INPUT DATA:
----

Issue #24, opened 2017-12-01
Proposal: Support for Azure Blob Storage


philliphoff:
I'd like to see Azure Blob Storage as an option for the storage backend.

PR #25, opened 2017-12-01
Add Azure Blob storage backend

philliphoff:
Adds a backend implementation based on Azure Blob Storage. Its use and implementation is based on that for Amazon S3; I'm not a Go developer so I've tried to match it as closely as possible. By all means provide feedback on syntax, style, error handling, etc.

I wasn't able to get the acceptance tests running; any pointers related to their proper setup would be helpful.

Associated with #24.

### DIFF
--- a/cmd/chartmuseum/main.go
+++ b/cmd/chartmuseum/main.go
@@ -81,6 +81,8 @@ func backendFromContext(c *cli.Context) storage.Backend {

----

WHAT TO PRODUCE:
Nothing but the lines from the one containing "PR #25, opened 2017-12-01" to the end of the records above should appear, each copied exactly.

ANSWER TO THE PROBLEM:
PR #25, opened 2017-12-01
Add Azure Blob storage backend

philliphoff:
Adds a backend implementation based on Azure Blob Storage. Its use and implementation is based on that for Amazon S3; I'm not a Go developer so I've tried to match it as closely as possible. By all means provide feedback on syntax, style, error handling, etc.

I wasn't able to get the acceptance tests running; any pointers related to their proper setup would be helpful.

Associated with #24.

### DIFF
--- a/cmd/chartmuseum/main.go
+++ b/cmd/chartmuseum/main.go
@@ -81,6 +81,8 @@ func backendFromContext(c *cli.Context) storage.Backend {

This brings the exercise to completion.